*** Records provided ***

PR #42036, opened 2025-11-05
fix(granitemoe*): Only create block_sparse_moe if num_local_experts > 0

gabe-l-hart:
Branch: GraniteMoeAsDenseFix

# What does this PR do?

With the introduction of `modular_granitemoe.py` in https://github.com/huggingface/transformers/pull/40132, [the conditional](https://github.com/huggingface/transformers/blob/e6a8e7debed69d4cf5d493158f3f347931c24c9a/src/transformers/models/granitemoe/modeling_granitemoe.py#L511) that allowed `GraniteMoe` to also encapsulate dense models as a degenerate case was accidentally removed. This is never actually needed for the `GraniteMoe` architecture directly, but `GraniteMoe` is reused in `GraniteMoeShared` and then `GraniteMoeHybrid` which do need this ability to also encapsulate dense FFN blocks in place of the MoE block.

## Before submitting
      Pull Request section?
      to it if that's the case.

## Who can review?

@ArthurZucker I believe this came in with your PR for MoE in vLLM, so I'd love your sanity check on this fix.


gabe-l-hart:
Looks like I need to regenerate the `modeling_` code everywhere

gabe-l-hart:
Interestingly, when I run `make fix-copies`, the `python utils/check_modular_conversion.py --fix_and_overwrite` script makes far more changes than I would expect from adding this conditional. In particular, for each architecture in the `GraniteMoe*` chain, it adds `GraniteMoe<qualifier>SparseMoeBlock`, then in the `__init__` for `GraniteMoe<qualifier>DecoderLayer`, it adds `self.block_sparse_moe = GraniteMoe<qualifier>SparseMoeBlock(config)` (without any conditional) AND the guarded conditional block `self.block_sparse_moe = GraniteMoeHybridMoE(config)`.

Looking a little deeper, this seems to be caused by the inheritance from `modular_mixtral.py`. I've added a clause that explicitly uses `delattr` to remove `self.block_sparse_moe` when not used, but that seems a bit backwards. Alternatively, we could not inherit from `MixtralDecoderLayer` or we could move the conditional up to `MixtralDecoderLayer.__init__`.

The part that I'm still confused about is why regenerating the `modeling_*` files is adding these `SparseMoeBlock` implementations at all. The inheritance from `Mixtral` was already there prior to my change, so I would expect that those should have already been added unless somehow making creation of `self.block_sparse_moe` conditional triggered logic in the generation to require that those be added?

gabe-l-hart:
It appears that putting creation of `self.block_sparse_moe` behind a conditional does, in fact, trigger the inclusion of those `SparseMoeBlock` pieces in the generation. I've used an inline conditional now which seems to prevent this.

src/transformers/models/granitemoehybrid/modeling_granitemoehybrid.py
```diff
@@ -972,158 +972,21 @@ def extra_repr(self):
...
-
 class GraniteMoeHybridDecoderLayer(GradientCheckpointingLayer):
     def __init__(self, config: GraniteMoeHybridConfig, layer_idx: int):
         super().__init__()
         self.hidden_size = config.hidden_size
         # Either attention or mamba will be initialized, depending on the layer type.
         self.self_attn = None
-        self.block_sparse_moe = GraniteMoeHybridMoE(config)
+        self.block_sparse_moe = (
+            GraniteMoeHybridRMSNorm(config.hidden_size, eps=config.rms_norm_eps)
```
gabe-l-hart: This looks wrong!

src/transformers/models/granitemoe/modeling_granitemoe.py
```diff
@@ -411,11 +411,13 @@ def __init__(self, config: GraniteMoeConfig, layer_idx: int):
         super().__init__()
         self.hidden_size = config.hidden_size
         self.self_attn = GraniteMoeAttention(config=config, layer_idx=layer_idx)
-        self.block_sparse_moe = GraniteMoeMoE(config)
+        self.block_sparse_moe = (
+            GraniteMoeRMSNorm(config.hidden_size, eps=config.rms_norm_eps) if config.num_local_experts > 0 else None
```
gabe-l-hart: This is _very_ wrong! Yikes, will fix

gabe-l-hart:
🤦 Ok, all that was because of a bad copy-paste somewhere that had me creating a completely incorrect block for `self.block_sparse_moe`. Fixed and cleaned up history.

gabe-l-hart:
One more redo: Based on advice from @ArthurZucker, since there are no models using either `GraniteMoe` or `GraniteMoeShared` with the degenerate dense configuration, it's preferable to _only_ have this conditional override in `GraniteMoeHybrid` where it is needed for various flavors of `granite-4.0-*` models.

src/transformers/models/granitemoehybrid/modeling_granitemoehybrid.py
```diff
@@ -926,52 +926,6 @@ def forward(self, x, position_ids):
         return cos.to(dtype=x.dtype), sin.to(dtype=x.dtype)
 
 
-class GraniteFlashAttentionKwargs(TypedDict, total=False):
```
gabe-l-hart, line 930: It looks like these just got moved during the regeneration. I'm not sure if should be included (to enforce consistency with the generation script) or excluded (to minimize the size of the change).

Rocketknight1:
Hi @gabe-l-hart, thanks for the PR! You can get the code style tests to pass with `pip install -e .[quality]` followed by `make fixup` or `make style`.

Overall it looks good to me, and it does seem like the zero-experts case was accidentally deleted. Will wait for @arthurzucker to confirm before merging!

gabe-l-hart:
@Rocketknight1 Thanks! I'll get it cleaned up and hopefully green today

Rocketknight1:
Yep, looks good now! If you don't get core maintainer approval within a few days, ping me and I'll see what I can do

gabe-l-hart:
@Rocketknight1 @ArthurZucker I lost track of this one. I just resolved the conflict with the GH web ui, but I didn't look to see if there are other changes that would conflict (ie this being solved at a higher level in the class hierarchy). Do we still need this PR to support non-hybrid/non-moe with `GraniteMoeHybrid`? If so, can we get this looked over?

src/transformers/models/granitemoehybrid/modeling_granitemoehybrid.py
Rocketknight1: Don't stress about the modeling file - if the modular is correct then `make fix-copies` should handle it all

Rocketknight1 (approved):
Yes, I'm happy to approve now! The change makes sense, and given the existence of `has_experts`, the 0-expert path is clearly intended but just broken.

PR #42042, opened 2025-11-05
Fix transformers serve following chat template output update

LysandreJik:
cc @Rocketknight1 :)


Rocketknight1 (approved):
Yes, sorry about missing that one! You can also do `return_dict=False`, but it's all equivalent.

PR #42044, opened 2025-11-05
Remove unused functions in `image_transforms.py`

yaswanth19:
Delete a unused function and class from image_transforms.py file.


yaswanth19:
@yonigozlan for review. Here `_cast_tensor_to_float` func was unused hence removed it

yonigozlan (commented):
I don't think there's a need to change anything here. The case you described should be already supported by using `is_nested=True` in `group_images_by_shape` and `reorder_images`. It will flattened the `batch_size` and `num_crops` dimensions, then reconstruct them both.

yaswanth19:
@yonigozlan Updated the PR to now only remove the unused function and class. It's not used anywhere in the transformers codebase a I doubt these would be used in external libs as they seem trivial

yonigozlan (approved):
Hello @yaswanth19 ! Thanks for cleaning that up. Did you manage to fix your issue using `is_nested=True` then?

PR #42045, opened 2025-11-05
Add llama 4 scaling

juliendenize:
# What does this PR do?

Add llama 4 scaling for long context to Mistral models.

## Before submitting
      Pull Request section?
      to it if that's the case.

## Who can review?

@patrickvonplaten @ArthurZucker @zucchini-nlp

### DIFF
--- a/src/transformers/models/mistral/configuration_mistral.py
+++ b/src/transformers/models/mistral/configuration_mistral.py
@@ -14,7 +14,7 @@
 # limitations under the License.
 """Mistral model configuration"""
 
-from typing import Optional, TypedDict
+from typing import Optional
 
 from ...configuration_utils import PreTrainedConfig
 from ...modeling_rope_utils import RopeParameters, rope_config_validation, standardize_rope_params
@@ -22,21 +22,6 @@ from ...utils import logging
 
 
 logger = logging.get_logger(__name__)
-
-
-class LLama4Scaling(TypedDict):
-    r"""
-    The scaling parameters to apply LLama 4 scaling to the rope embeddings.
-
-    Args:
-        original_max_position_embeddings (`int`):
-            The original max position embeddings used during pretraining.
-        scaling_beta (`float`):
-            The scaling beta parameter.
-    """
-
-    original_max_position_embeddings: int
-    scaling_beta: float
 
 
 class MistralConfig(PreTrainedConfig):
@@ -97,8 +82,6 @@ class MistralConfig(PreTrainedConfig):
             Dictionary containing the configuration parameters for the RoPE embeddings. The dictionaty should contain
             a value for `rope_theta` and optionally parameters used for scaling in case you want to use RoPE
             with longer `max_position_embeddings`.
-        llama_4_scaling (`LLama4Scaling`, *optional*):
-            Dictionary containing the scaling parameters for LLama 4 scaling.
         sliding_window (`int`, *optional*, defaults to 4096):
             Sliding window attention window size. If not specified, will default to `4096`.
         attention_dropout (`float`, *optional*, defaults to 0.0):
--- a/src/transformers/models/mistral/configuration_mistral.py
+++ b/src/transformers/models/mistral/configuration_mistral.py
@@ -14,7 +14,7 @@
 # limitations under the License.
 """Mistral model configuration"""
 
-from typing import Optional
+from typing import Optional, TypedDict
 
 from ...configuration_utils import PreTrainedConfig
 from ...modeling_rope_utils import RopeParameters, rope_config_validation, standardize_rope_params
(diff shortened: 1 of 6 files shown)


src/transformers/models/mistral/configuration_mistral.py
```diff
@@ -137,6 +154,7 @@ def __init__(
         eos_token_id: Optional[int] = 2,
         tie_word_embeddings: Optional[bool] = False,
         rope_parameters: Optional[RopeParameters | dict[str, RopeParameters]] = None,
+        llama_4_scaling: Optional[LLama4Scaling] = None,
```
zucchini-nlp: can we have it in `rope_parameters` instead? Looks more intuitive to save all RoPE related args in one place. Since there are already parameters for RoPE scaling in the dict, we can add these as `llama4_{param_name}`

src/transformers/models/mistral3/configuration_mistral3.py
```diff
@@ -103,7 +103,7 @@ def __init__(
                 num_attention_heads=16,
                 vocab_size=32000,
                 head_dim=64,
-                hidden_act="gelu",
+                hidden_act="silu",
```
zucchini-nlp, line 106: might be a bit breaking for configs that were saved without `hidden_act` and therefore defaulted to GeLU prev

src/transformers/models/mistral3/convert_mistral3_weights_to_hf.py
```diff
@@ -206,13 +240,21 @@ def convert_and_write_processor(input_dir: str, output_dir: str):
         image_processor=image_processor,
         image_token="[IMG]",
         patch_size=patch_size,
-        chat_template=chat_template,
```
zucchini-nlp, line 209: model has no chat template anymore? 🥲

src/transformers/models/mistral3/configuration_mistral3.py
juliendenize: I think it was broken before actually, it is a fix here.

src/transformers/models/mistral3/convert_mistral3_weights_to_hf.py
juliendenize: It makes no sense anymore to put one here unfortunately, depending on the models the chat template looks very different (tokenizer version, Thinking or not, ...). So having a default one is arguably worse than none at all imo.

src/transformers/models/mistral/modular_mistral.py
```diff
@@ -70,6 +77,9 @@ def forward(
         cos, sin = position_embeddings
         query_states, key_states = apply_rotary_pos_emb(query_states, key_states, cos, sin)
 
+        if self.config.rope_parameters.llama_4_scaling_beta is not None:
```
zucchini-nlp: `rope_parameters` is a simple dict so we better safe-get `rope_parameters.get(`llama_4_scaling_beta')

zucchini-nlp:
Look good, let's just address one comment and fix CI so it's ✅

ArthurZucker (commented):
LGTM! We will need to add a new model for this change to get through, as we never change old models to add new features 🤗 

The best way is to write a simple `modular_new_model.py` with something like this: 
```python
...

class MyModelAttention(MistralAttention):
    def forward(
        self,
        hidden_states: torch.Tensor,
        position_embeddings: tuple[torch.Tensor, torch.Tensor],
        attention_mask: Optional[torch.Tensor],
        **kwargs: Unpack[FlashAttentionKwargs],
    ) -> tuple[torch.Tensor, Optional[torch.Tensor]]:
        input_shape = hidden_states.shape[:-1]
        hidden_shape = (*input_shape, -1, self.head_dim)

        query_states = self.q_proj(hidden_states).view(hidden_shape).transpose(1, 2)
        key_states = self.k_proj(hidden_states).view(hidden_shape).transpose(1, 2)
        value_states = self.v_proj(hidden_states).view(hidden_shape).transpose(1, 2)

        cos, sin = position_embeddings
        query_states = query_states * self._get_llama4_attn_scale(cache_position).to(query_states.dtype)
        query_states, key_states = apply_rotary_pos_emb(query_states, key_states, cos, sin)

            # sin and cos are specific to RoPE models; cache_position needed for the static cache

        attn_output, attn_weights = attention_interface(
            self,
            query_states,
            key_states,
            value_states,
            attention_mask,
            scaling=self.scaling,
            sliding_window=getattr(self.config, "sliding_window", None),  # main diff with Llama
            **kwargs,
        )

        attn_output = attn_output.reshape(*input_shape, -1).contiguous()
        attn_output = self.o_proj(attn_output)
```
the best would be to modify the `RopeEmbedding` to do the scaling in there, this way you don't have to change the forward pass!

PR #42193, opened 2025-11-13
[`Pop2Piano`] Fix tied weights

vasqu:
Turns out that the weights were a 2way tie and not 3way as indicated by the original key:
- Only encoder + decoder --> the lm heads are separate

My investigation came originally from the increased runtime in a test, turns out it is due to different weights and hence generation ran longer (longer sequence generated). And the profiler showed the most time was spent on the cache, which is kinda expected as we have to constantly torch cat during the rollout generation.

Fixed by correctly specifying the key and forcing tied weights keys as in bart. I checked with the first 2 integration tests that now pass (the last head version issues and I'm too lazy to resolve them)

NOTE:
It is likely that some other models are also affected by this as it's a mixture of what ties were really expected.

### DIFF
--- a/src/transformers/models/pop2piano/modeling_pop2piano.py
+++ b/src/transformers/models/pop2piano/modeling_pop2piano.py
@@ -583,6 +583,8 @@ class Pop2PianoPreTrainedModel(PreTrainedModel):
             module.o.weight.normal_(mean=0.0, std=factor * ((n_heads * key_value_proj_dim) ** -0.5))
             if module.has_relative_attention_bias:
                 module.relative_attention_bias.weight.normal_(mean=0.0, std=factor * ((d_model) ** -0.5))
+        elif isinstance(module, nn.Linear):
+            module.weight.normal_(mean=0.0, std=factor)
 
     def _shift_right(self, input_ids):
         decoder_start_token_id = self.config.decoder_start_token_id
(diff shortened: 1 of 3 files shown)


src/transformers/models/pop2piano/modeling_pop2piano.py
```diff
@@ -583,6 +583,8 @@ def _init_weights(self, module):
             module.o.weight.normal_(mean=0.0, std=factor * ((n_heads * key_value_proj_dim) ** -0.5))
             if module.has_relative_attention_bias:
                 module.relative_attention_bias.weight.normal_(mean=0.0, std=factor * ((d_model) ** -0.5))
+        elif isinstance(module, nn.Linear):
+            module.weight.normal_(mean=0.0, std=factor)
```
vasqu: Could probably use super here, but I think Cyril works on refactoring the inits

src/transformers/models/pop2piano/modeling_pop2piano.py
```diff
@@ -948,7 +948,6 @@ class Pop2PianoForConditionalGeneration(Pop2PianoPreTrainedModel, GenerationMixi
     _tied_weights_keys = {
         "encoder.embed_tokens.weight": "shared.weight",
         "decoder.embed_tokens.weight": "shared.weight",
```
ArthurZucker, line 950: Yep force tie sounds good to me

ArthurZucker (approved):

PR #42198, opened 2025-11-13
Add AutoTokenizer mapping for mistral3 and ministral

patrickvonplaten:
# What does this PR do?

This PR makes sure that:

```py

tok = AutoTokenizer.from_pretrained("mistralai/Mistral-Small-3.2-24B-Instruct-2506")
tok = AutoTokenizer.from_pretrained("mistralai/Ministral-8B-Instruct-2410")
```

works correctly

### DIFF
--- a/src/transformers/models/auto/tokenization_auto.py
+++ b/src/transformers/models/auto/tokenization_auto.py
@@ -452,6 +452,15 @@ TOKENIZER_MAPPING_NAMES = OrderedDict[str, tuple[Optional[str], Optional[str]]](
             ),
         ),
         (
+            "mistral3",
+            (
+                "MistralCommonTokenizer"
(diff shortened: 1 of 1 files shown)


patrickvonplaten:
None of the test failures look related

ArthurZucker (approved):

vasqu (commented):
The auto mapping is incorrect and only works with `mistral_common`, see https://github.com/huggingface/transformers/issues/41553#issuecomment-3513138030. This is probably an issue for multiple mistral-related models now.

Tl;dr: It defines a llama backup but does not have the necessary files uploaded to the hub for that to work

ArthurZucker:
Yep, but we need to sort that on our side iMO!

*** End of Records provided ***

- **Exercise requirements**
Wherever the word "mistralai" occurs in the data, copy that whole line.

- **Solution to the problem**
tok = AutoTokenizer.from_pretrained("mistralai/Mistral-Small-3.2-24B-Instruct-2506")
tok = AutoTokenizer.from_pretrained("mistralai/Ministral-8B-Instruct-2410")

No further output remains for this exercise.